Em um comunicado enviado pelo setor de Recursos Humanos da Conafer, a empresa afirma que passa por um “Momento desafiador” e pede compreensão aos trabalhadores revoltados pela falta do pagamento.
“Como é de conhecimento de todos que estão acompanhando pelos meios de comunicação, as atividades da associação estão sendo objeto de investigação. Dessa forma, por determinação da Justiça Federal de Brasília, todos os ativos da Conafer, incluindo os financeiros, foram bloqueados e se encontram indisponíveis”, escreveu.
Em outra parte da nota, o RH pediu “a compreensão de todos neste momento desafiador, mas estamos trabalhando arduamente para regularizar essa situação”, completou.
Apesar da falta de pagamentos, os funcionários afirmam que estão sendo orientados a continuar cumprindo o expediente, presencialmente. “Eram 250 funcionários, mas vários já pediram demissão pela falta de pagamento”, relatou.

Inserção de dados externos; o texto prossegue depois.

PR #404, opened 2024-06-28
Support data export in out of body detection app

apatole:
This patch modifies out of body detection application to support exporting application output to the CSV files. This output can later be used by analytics applications.

This patch adds a new flag `enable_analytics` in config file which can be used to toggle exporting output to the CSV file. It is by default set to false.


jjomier (approved):
LGTM!

apatole:
Thanks @jjomier for the review!

Mentioning just for information, the lint error was unrelated so merged the change, thanks.

PR #414, opened 2024-07-03
Volume Rendering Python Sample

mocsharp:
This PR adds the Python version of the Volume Rendering application:
- Adds Python bindings for the `volume_renderer` and the `volume_loader` operators
- Updates the NRRD loader with support for loading attached-header format
- Updates README for both C++ and Python versions of the Volume Rendering application to use the new `build_and_run` command
- Updates the `run` script to print error and exit upon build failures

### DIFF
--- a/operators/volume_loader/CMakeLists.txt
+++ b/operators/volume_loader/CMakeLists.txt
@@ -59,6 +59,7 @@ target_link_libraries(volume_loader
   PRIVATE
     holoscan::core
     NIFTI::nifti2
+    pybind11::embed
   )
 
 target_include_directories(volume_loader INTERFACE ${CMAKE_CURRENT_SOURCE_DIR})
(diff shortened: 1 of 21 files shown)


operators/volume_loader/CMakeLists.txt
```diff
@@ -59,6 +59,7 @@ target_link_libraries(volume_loader
   PRIVATE
     holoscan::core
     NIFTI::nifti2
+    pybind11::embed
```
AndreasHeumann, line 62: I think this is no longer needed, I assume this was used for pre 2.1 not supporting Python type conversions for C++ operators.

AndreasHeumann (commented):
Looks good to me. Just one minor comment.

AndreasHeumann (approved):
Looks good, thanks!

PR #428, opened 2024-07-15
Update ANO README indentation

JohnMoon-VTS:
Currently, the ANO README renders strangely on GitHub due to an indentation issue in the source markdown. Fix this indentation.

For example, here's what it looks like currently:
image

And after this patch:
image


tbirdso (approved):
Thank you for fixing this @JohnMoon-VTS !

PR #432, opened 2024-07-17
Benchmark: Fix masked `-h` argument in flow tracking graph tool

tbirdso:
Fixes a small issue in `app_perf_graph.py` where the `-h` short option referred to either `--highlight` or the built-in `--help`, which prevented the tool from launching.

`app_perf_graph.py` is part of the `holoscan_flow_tracking` benchmarking tools/tutorial and is used for translating flow tracking log output into operator flow graphviz visualizations. The `-h` option is removed, but the `--highlight` long flag can still be used to launch the tool with highlighting.

Under previous behavior launching the script would return an error:
```
$ python3 app_perf_graph.py
...
argparse.ArgumentError: argument -h/--highlight: conflicting option string: -h
```


jjomier (approved):
Thanks for fixing this.

PR #432, opened 2017-06-23
WIP: Add `remove_transparency` pre-processing function

wmanley:
Often stb UIs consist of a transparent overlay over live TV or some other
changable image.  The transparency can cause OCR and match failures due to
the background bleeding through.  This function replaces these transparent
background with solid colour which can be used as a pre-processing step
before performing a `match` or `ocr`.

color is an HTML-style hex colour string of the form #rrggbbaa.

It assumes that an overlay image was alpha-blended according to:

    frame = color[rgb] * color[alpha] + underlay * (1 - color[alpha])

where color specifies overlay and alpha.

See https://en.wikipedia.org/wiki/Alpha_compositing#Alpha_blending

Usage:

    remove_transparency('#bf000079', frame=...)

TODO:

- [ ] Tests


drothlis:
Should it be called "remove **translucency**" instead of "transparency"?

Should we create a new `stbt.preprocessing` module or just keep jamming stuff into `stbt`? This doesn't have any dependencies except numpy (not even other stbt functions).

PR #433, opened 2017-06-26
stbt.ocr: Passing region=None means no region, not Region.ALL

drothlis:
This was added for backwards compatibility in v0.21 (two and a half
years ago) but since then it has printed a warning that this change
would be made eventually.

This is consistent with `stbt.match_text`. In fact my motivation for
making this change is that the difference in behaviour caused me some
confusion when I was writing a test for the recent `text_color` pull
request. It's also consistent with the output of `Region.intersect`
which means that it's safe to pass regions created from
`Region.intersect` into `stbt.ocr`.

### DIFF
--- a/_stbt/core.py
+++ b/_stbt/core.py
@@ -1037,14 +1037,6 @@ class DeviceUnderTest(object):
         if frame is None:
             frame = self._display.pull_frame()
 
-        if region is None:
-            warnings.warn(
-                "Passing region=None to ocr is deprecated since 0.21 and the "
-                "meaning will change in a future version.  To OCR an entire "
-                "video frame pass region=Region.ALL instead",
-                DeprecationWarning, stacklevel=2)
-            region = Region.ALL
-
         text, region = _tesseract(
             frame, region, mode, lang, tesseract_config,
             tesseract_user_patterns, tesseract_user_words, text_color)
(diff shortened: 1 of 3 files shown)


_stbt/core.py
```diff
@@ -1037,14 +1037,6 @@ def ocr(self, frame=None, region=Region.ALL,
         if frame is None:
             frame = self._display.pull_frame()
 
-        if region is None:
-            warnings.warn(
-                "Passing region=None to ocr is deprecated since 0.21 and the "
-                "meaning will change in a future version.  To OCR an entire "
-                "video frame pass region=Region.ALL instead",
-                DeprecationWarning, stacklevel=2)
-            region = Region.ALL
```
wmanley: I wonder if we should have gone through a transition where this `raise`d an exception.  There may be people out there who have just not been seeing this warning.

_stbt/core.py
```diff
@@ -2822,12 +2814,13 @@ def draw(self, *_args, **_kwargs):
...
+        # pylint: disable=line-too-long
+        ("Connection-status--white-on-dark-blue.png", "Connection status: Connected", Region.ALL, None),
         ("Connection-status--white-on-dark-blue.png", "Connected", Region(x=210, y=0, width=120, height=40), None),
-        ("programme--white-on-black.png", "programme", None, None),
-        ("UJJM--white-text-on-grey-boxes.png", "", None, None),
-        ("UJJM--white-text-on-grey-boxes.png", "UJJM", None, OcrMode.SINGLE_LINE),
+        ("Connection-status--white-on-dark-blue.png", "", None, None),
+        ("programme--white-on-black.png", "programme", Region.ALL, None),
+        ("UJJM--white-text-on-grey-boxes.png", "", Region.ALL, None),
+        ("UJJM--white-text-on-grey-boxes.png", "UJJM", Region.ALL, OcrMode.SINGLE_LINE),
```
wmanley: Hah, including in our own selftest-suite!

_stbt/core.py
drothlis: Good idea. I've pushed a new commit that makes this a TypeError.

PR #436, opened 2017-06-30
stbt.wait_until: Return the first stable value, not the last

drothlis:
If `stable_secs` is specified, wait_until should return the first stable
value. This is similar to how `wait_for_motion` reports the timestamp of
the first frame where motion was detected, even when you've asked to
validate continuous motion for several frames.

This allows uses like waiting for a selection to finish moving, and then
report how long the animation took.

**TODO:**

- [x] Tests.
- [x] Docs

### DIFF
--- a/_stbt/core.py
+++ b/_stbt/core.py
@@ -507,8 +507,8 @@ class MatchResult(object):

Segundo o colaborador, alguns funcionários, sobretudo grandes gestores, estão tomando partido e defendendo o presidente Carlos Roberto Lopes como tentativa de receber. “Aqueles que têm cargos mais altos e ficaram do lado dele receberam uma parcela do salário, mas os demais não receberam nada.”
A revolta dos denunciantes se dá, especialmente porque, segundo eles, a empresa teria dito que não demitirá ninguém. “Agora, ficamos de mãos atadas, sem receber o salário e tendo que continuar ali, porque se nós nos demitirmos, perderemos nossos direitos”, lamentou.
Filiações involuntárias
Na semana passada, a coluna recebeu denúncias que revelaram a injustiça vivida pelos funcionários. Em entrevista, o denunciante contou, também em anonimato, que em 8 de janeiro deste ano, a associação emitiu um comunicado anunciando que, a partir daquela data, todos os colaboradores passariam a ser filiados à entidade, tendo acesso aos benefícios, projetos e ações disponibilizados.

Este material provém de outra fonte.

PR #440, opened 2017-07-04
Fix virtual-stb with Chrome 59

drothlis:
They've started failing since the latest Chromium release (59.0.3071.109). I disabled the tests temporarily in commit 1e490e5. 

Using `stbt tv` to debug the running virtual-stb shows a blank white page. Loading the same page in chromium-browser directly works fine.

```
./stbt_virtual_stb.py run tests/vstb-example-html5/run.sh &
./stbt-tv
```

vs.

```
chromium-browser --no-sandbox --app=file://`pwd`/tests/vstb-example-html5/virtual-stb/index.html
```

### DIFF
--- a/tests/test-virtual-stb.sh
+++ b/tests/test-virtual-stb.sh
@@ -13,8 +13,6 @@ with_html5_vstb()
 
 test_that_virtual_stb_configures_stb_tester_for_testing_virtual_stbs()
 {
-    skip "virtual-stb tests don't work with chromium-browser 59.0.3071.109"
-
     with_html5_vstb --x-keymap=$testdir/vstb-example-html5/key-mapping.conf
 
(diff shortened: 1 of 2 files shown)


drothlis:
@wmanley please review. The tests now pass because I've added `--disable-gpu`, but would you consider this a bug in virtual-stb?

drothlis:
Maybe it isn't fixed after all. It passed on 1 travis job and failed on the other. On my laptop it failed 1/5 times, with the same symptom (screenshot is a plain white screen).

drothlis:
Seems to be working again, perhaps they fixed it in Chromium 60. (On my laptop: Failed 1/5 times with Chromium 59, 0/22 times with Chromium 60.)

O mesmo documento informava que, para ter acesso às supostas regalias, os funcionários teriam de desembolsar, mensalmente, 2,8% do salário mínimo vigente – o que, naquele mês, equivalia a cerca de R$ 39,54.

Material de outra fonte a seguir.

PR #441, opened 2017-07-13
wait_until: Add `ignored_exceptions` parameter

drothlis:
Useful if you've started an HTTP server in a background thread and
you're waiting for it to start up by trying to connect to it; or you've
just sent a key-press to the device-under-test and the FrameObject
you're waiting for doesn't handle unknown states very well; etc.


drothlis:
N.B. The name is consistent with Selenium's [WebDriverWait] which also has an `ignored_exceptions` parameter.

[WebDriverWait]: https://selenium-python.readthedocs.io/api.html#selenium.webdriver.support.wait.WebDriverWait

drothlis:
Rebased on top of #444.

_stbt/core.py
```diff
@@ -1213,43 +1217,67 @@ def wait_until(callable_, timeout_secs=10, interval_secs=0, stable_secs=0):
...
+    stable_predicate_value = None
     expiry_time = time.time() + timeout_secs
 
     while True:
         t = time.time()
-        value = callable_()
+        try:
+            value = callable_()
+        except ignored_exceptions as e:
+            debug("wait_until: Ignoring exception %r" % e)
```
drothlis: Need to test unicode behaviour here? We've had trouble with printing exceptions in the past.

_stbt/core.py
```diff
@@ -1213,43 +1217,67 @@ def wait_until(callable_, timeout_secs=10, interval_secs=0, stable_secs=0):
...
+            value = None
+            predicate_value = None
+        else:
+            try:
+                predicate_value = predicate(value)
+            except ignored_exceptions as e:
+                debug("wait_until: Ignoring exception %r" % e)
```
drothlis: And here.

drothlis:
Rebased onto master after merging #444.

_stbt/core.py
```diff
@@ -1244,8 +1249,18 @@ def wait_until(callable_, timeout_secs=10, interval_secs=0, predicate=None,
 
     while True:
         t = time.time()
-        value = callable_()
-        predicate_value = predicate(value)
+        try:
+            value = callable_()
+        except ignored_exceptions as e:
```
wmanley: This works?!?  Fancy that, I guess it makes sense.

_stbt/core.py
```diff
@@ -1244,8 +1249,18 @@ def wait_until(callable_, timeout_secs=10, interval_secs=0, predicate=None,
 
     while True:
         t = time.time()
-        value = callable_()
-        predicate_value = predicate(value)
+        try:
+            value = callable_()
```
wmanley: Could this be

```
try:
    value = callable_()
    predicate_value = predicate(value)
except ...
```

and then you could avoid the `else:` block and the second `try...except`?

Unless this has something to do with not setting `value = None` if predicate fails?

wmanley:
i'd like a little bit more discussion of use-cases here.  Can you provide an example of where this would have been useful?

drothlis:
We'll need to test that it raises (or returns None?) if the callable continues to raise exceptions after the timeout.

_stbt/core.py
drothlis: This comment was before we dropped support for Python 2.

_stbt/core.py
drothlis: This comment was before we dropped support for Python 2.

PR #442, opened 2017-07-13
Add stbt.load_image

drothlis:
It looks up the given path in the caller's directory, then the caller's caller, etc.  Also raises instead of returning None -- having to check the return value of `cv2.imread` is super annoying.


_stbt/core.py
```diff
@@ -2491,24 +2527,32 @@ def _iter_frames(depth=1):
...
-    # stack()[2] is detect_match's caller (the user script).
+    # Start searching from the first parent stack-frame that is outside of
+    # the _stbt installation directory (this file's directory). We can ignore
+    # the first 2 stack-frames:
+    #
+    # * stack()[0] is _find_path;
+    # * stack()[1] is _find_path's caller: load_image or _load_template;
+    # * stack()[2] is load_image's caller (the user script). It could also be
+    #   _load_template's caller (e.g. `match`) so we still need to check until
+    #   we're outside of the _stbt directory.
```
wmanley: I'm not a huge fan of the way we do image lookup.  It makes caching difficult and the result of calling match in a function non-deterministic.

Some alternatives:

* Use a similar trick to pytest which has a [`__tracebackhide__`](https://docs.pytest.org/en/latest/example/simple.html#writing-well-integrated-assertion-helpers) attribute for helpers.  We would then consider only the first stack frame that isn't marked with `__tracebackhide__`.
* Expect to find all images under some prefix in the test-pack - this would bind our implementation to the concept of a test-pack though.

Oh well, it's too late now, we have to preserve the algorithm as it is to avoid breaking test-scripts.

drothlis:
Rebased onto master to fix conflict with #444 (in release-notes.md and test_core.py).

_stbt/core.py
```diff
@@ -2499,43 +2502,43 @@ def _iter_frames(depth=1):
...
-    debug("Using mask %s" % mask_path)
-    if not mask_path or not os.path.isfile(mask_path):
-        raise UITestError("No such mask file: %s" % mask)
-    mask_image = cv2.imread(mask_path, cv2.CV_LOAD_IMAGE_GRAYSCALE)
-    if mask_image is None:
-        raise UITestError("Failed to load mask file: %s" % mask_path)
-    return mask_image
+    absolute_filename = _find_path(filename)
+    debug("Using mask %s" % absolute_filename)
+    if not absolute_filename or not os.path.isfile(absolute_filename):
```
wmanley: it's guaranteed to be a file isn't it?

_stbt/core.py
```diff
@@ -546,6 +546,42 @@ def _load_template(template):
...
+
+    :returns: An image in OpenCV format (a `numpy.ndarray` of 8-bit values, 3
+        channel BGR).
+    :raises: `ValueError` if the specified path doesn't exist or isn't a valid
+        image file.
+    """
+
+    absolute_filename = _find_path(filename)
+    if not absolute_filename or not os.path.isfile(absolute_filename):
+        raise ValueError("No such file: %s" % filename)
```
wmanley: Perhaps this should be `IOError` - this is what is usually raised for file not found errors. Arguably `_find_path` should actually be `_open_file_on_path`.  It would avoid races (probably not a problem in practice) and centralise more error handling. You could then use `cv2.imdecode` to get the image out and `file.name` to get the name of the file.

_stbt/core.py
```diff
@@ -546,6 +546,42 @@ def _load_template(template):
...
+    image = cv2.imread(absolute_filename, flags)
+    if image is None:
+        raise ValueError("Failed to load image: %s" % absolute_filename)
```
wmanley: `ValueError` doesn't quite seem right here either.  There's something wrong with the contents of a file - this doesn't mean that the value of the filename is incorrect.  Perhaps `RuntimeError` would be more appropriate.

_stbt/core.py
wmanley: Ah, but `imdecode` takes a numpy array, not a file object

_stbt/core.py
wmanley: I see you've fixed this later in this PR

wmanley:
Review complete.  I think the exceptions should probably be changed.  I don't think there's much we can do about the rest of my concerns without breaking backwards compatibility.

_stbt/core.py
drothlis: As a data point, `PIL.Image.open` from the Python Imaging Library raises `IOError` for an invalid PNG.

`cv2.imread` just silently returns None, of course.

drothlis:
Thanks for the review. I've fixed the exceptions & merged.

_stbt/core.py
```diff
@@ -533,14 +535,51 @@ def _load_template(template):
...
         return _AnnotatedTemplate(template, None, None)
     else:
-        template_name = _find_path(template)
-        if not template_name or not os.path.isfile(template_name):
-            raise UITestError("No such template file: %s" % template)
-        image = cv2.imread(template_name, cv2.CV_LOAD_IMAGE_COLOR)
+        relative_filename = template
+        absolute_filename = _find_user_file(relative_filename)
+        if not absolute_filename:
+            raise IOError("No such template file: %s" % relative_filename)
```
wmanley: This should be `IOError(errno.ENOENT, "No such template file: %s" % relative_filename, relative_filename)`

[Python docs say](https://docs.python.org/2/library/exceptions.html#exceptions.EnvironmentError):

> When exceptions of this type are created [...], the first item is available on the instance’s errno attribute (it is assumed to be an error number), and the second item is available on the strerror attribute \[...\]  the third item is available on the filename attribute.

drothlis: Huh. I'm surprised because the tests passed. It seems that it falls back to the normal error message formatting if you only specify one argument:

```
>>> str(IOError("cannot identify image file 'dave.png'"))
"cannot identify image file 'dave.png'"

>>> str(IOError(errno.ENOENT, "cannot identify image file 'dave.png'", 'dave.png'))
"[Errno 2] cannot identify image file 'dave.png': 'dave.png'"
```

drothlis: We should use ENOENT for "file not found". What about "invalid png file"?

* EINVAL - Invalid argument
* EIO - Input/output error
* EPROTO - Protocol error

`PIL.Image.open` raises an IOError of a single string argument, so that's no help.

drothlis: > It seems that it falls back to the normal error message formatting if you only specify one argument

And that is documented under [EnvironmentError] (IOError's base class):

> The filename attribute is None when this exception is created with other than 3 arguments. The errno and strerror attributes are also None when the instance was created with other than 2 or 3 arguments. In this last case, args contains the verbatim constructor arguments as a tuple.

[EnvironmentError]: https://docs.python.org/2/library/exceptions.html#exceptions.EnvironmentError

drothlis: Raised #447 but see the caveats in the comments there.

PR #443, opened 2017-07-14
Fix stbt.MatchResult and wait_until's stable_secs

drothlis:
TODO:

- [x] Remove MatchResult `__eq__` and `__hash__`.
- [x] Don't use value comparison in `wait_until` if you aren't using `stable_secs`.


wmanley:
Yes, I think this is a nice safe correctness improvement. I'm a lot more comfortable with this implementation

Segundo a Conafer, a finalidade da contribuição seria “reforçar o financiamento de projetos, campanhas e doações que beneficiam diretamente agricultores familiares e empreendedores rurais em todo o país”.
Revoltado, o denunciante relatou que mesmo aqueles que se posicionaram contra a inscrição no cadastro de associados tiveram os valores descontados nos contracheques de seus salários.
No documento que anunciou a filiação coletiva, consta a assinatura do presidente da entidade, Carlos Roberto Ferreira Lopes. Inconformados com a impossibilidade de impedir os descontos, alguns trabalhadores se uniram para denunciar o caso, anonimamente, ao Ministério Público do Trabalho (MPT).
O núcleo da farra
Conforme a coluna revelou, em 2021, um Procedimento Investigatório Criminal do Ministério Público do Distrito Federal e Territórios já alertava para um desvio sistemático de recursos públicos.
Naquele ano, a Conafer saltou de 42 mil para mais de 279 mil filiados. O crescimento coincidiu com o auge da pandemia e com a redução no atendimento presencial do INSS, cenário que favoreceu a aplicação do golpe.
Milhares de aposentados e pensionistas descobriram os descontos apenas meses depois. Alguns, com benefícios próximos ao salário mínimo, tiveram até R$ 77 abatidos por mês.
O esquema
O escândalo do INSS foi revelado pelo Metrópoles em uma série de reportagens publicadas a partir de dezembro de 2023. Três meses depois, o portal mostrou que a arrecadação das entidades com descontos de mensalidade de aposentados havia disparado, chegando a R$ 2 bilhões em um ano, enquanto as associações respondiam a milhares de processos por fraude na filiação de segurados.
As reportagens do Metrópoles levaram à abertura de inquérito pela PF e abasteceram as apurações da Controladoria-Geral da União (CGU). Ao todo, 38 matérias do portal foram listadas pela PF na representação que deu origem à Operação Sem Desconto, deflagrada em 23 de abril e que culminou nas demissões do presidente do INSS, Alessandro Stefanutto, e do ministro da Previdência, Carlos Lupi.
A coluna procurou a Conafer e o Ministério Público do Trabalho (MPT), mas, até o momento, não houve retorno.